For the LQTS locus, the genomic DNA extracted by the ZEG was PCR-amplified and diluted 1:100 prior to the NGS library prep, as we were unable to successfully amplify the genomic DNA with primers containing overhangs otherwise. The PCR conditions were optimized for each locus to obtain successful amplification with minimal primer dimer formation (Supplementary Table S4).

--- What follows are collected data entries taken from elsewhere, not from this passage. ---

PR #144, opened 2019-08-15
Adding parseq support to spring bridge

keremsahin1:


restli-spring-bridge/src/main/java/com/linkedin/restli/server/spring/RestliHttpRequestHandler.java
```diff
@@ -82,12 +86,29 @@ public RestliHttpRequestHandler(RestLiConfig config,
...
+  }
+
+  public RestliHttpRequestHandler(RestLiConfig config,
+                                  SpringInjectResourceFactory injectResourceFactory,
+                                  FilterChain filterChain,
+                                  int parseqThreadPoolSize)
+  {
+    Engine parseqEngine = null;
+    if (parseqThreadPoolSize > 0) {
+      final ScheduledExecutorService scheduler = Executors.newScheduledThreadPool(parseqThreadPoolSize);
```
karthikbalasub: You should make the scheduler also a constructor parameter so it can be configured using spring. A service might want to customize the executor service used with the server.

keremsahin1: Thanks for the review, updated.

Primers were designed to amplify a region of approximately 200–250 BP, with the CRISPR-Cas9 cut site roughly in the middle. Overhangs containing unique molecular identifiers (UMI) and binding sites for paired-end sequencing NGS primers were added to the primers. These primers were used to amplify each sample individually in the first PCR step, with 35 amplification cycles for the LQTS protocol and 28 cycles for the BrS protocol. In the second PCR step, overhang primers containing unique sample identifiers for each embryo and flow cell binding sites were added in 12 cycles to the PCR product of step 1, which was 1:10 diluted for the LQTS locus and undiluted for the BrS locus. The concentration of the resulting PCR products was determined with the Qubit dsDNA HS (High Sensitivity) Assay Kit (ThermoFisher Scientific), with simultaneous quantification for all the samples by use of the VICTOR Multilabel Plate Reader (PerkinElmer). Equal amounts of all samples were pooled (in our hands pools of > 300 embryos were feasible), purified with magnetic beads, diluted to a concentration of 10 pM and spiked with 30% PhiX Control v3 Library (Illumina). Paired-end, dual-indexed sequencing with 2 × 150 BP cycles was performed on a MiSeq instrument (Illumina).

Analysis of NGS data

NGS data analysis was performed using the previously published BATCH-GE script16. The script was adjusted by replacing the Picard Tools duplicate read removal by UMI-tools, as Picard Tools proved too stringent for targeted amplification (the adjusted scripts can be accessed at the following repositories: and For the insertions and deletions, individual editing outcomes were adapted in Pycharm for downstream analysis (the scripts used can be accessed at the following repository: All samples with a total number of NGS reads below 100 were excluded from the analysis. The NGS pipeline was validated on not injected control embryos and showed a low average indel percentage (0.07% for the LQTS locus and 0.06% for the BrS locus), an absence of KIs for the LQTS locus and a low average KI percentage for the BrS locus (0.11%) in whole embryo lysis samples (similar rates were observed for ZEG samples, Supplementary Table S5).

KI assessment in F1 generation

The presence of the desired KI in genomic DNA was assessed by restriction enzyme (RE) digest or Sanger sequencing for the LQTS locus and Sanger sequencing only for the BrS locus. RE digest was performed by PCR amplification of the region of interest, followed by incubation at 37 °C with Hpy99I (Bioké). Hpy99I cuts DNA only in the presence of the desired KI, which can be observed by the appearance of additional bands on gel electrophoresis. Positive RE digest samples were subsequently verified by Sanger sequencing.

Statistical analysis

The average allele frequency was calculated by averaging the allele frequencies across all embryos included in the analysis. Correlation and negative binomial regression were performed in R. To analyse the correlation between the whole embryo lysis- and ZEG-derived read counts of KI or indel events, we used the absolute numbers of the NGS reads containing the correct KI or indel for each embryo, with normalization of the whole embryo samples to the total read counts in ZEG samples. For the negative binomial regression, the absolute counts of KI reads of whole embryo samples were used and the total read count per sample was added to the model as a logarithmic offset. Tukey’s HSD (honestly significant difference) test (ssOND and distance to cut site comparisons) or Bonferroni correction (ZEG selection) were applied to correct for multiple testing. Graphics were generated in R and Tableau.